**TASK BRIEF:**
Retype every record below exactly as it is written.

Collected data
----------

PR #236, opened 2016-03-15
Mockup style

ginold:
mostly css modifications in order to get closer to the look of mock-ups.

screenshot from 2016-03-15 13 14 36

----------

**OUTPUT FOR THIS EXERCISE:**
PR #236, opened 2016-03-15
Mockup style

ginold:
mostly css modifications in order to get closer to the look of mock-ups.

screenshot from 2016-03-15 13 14 36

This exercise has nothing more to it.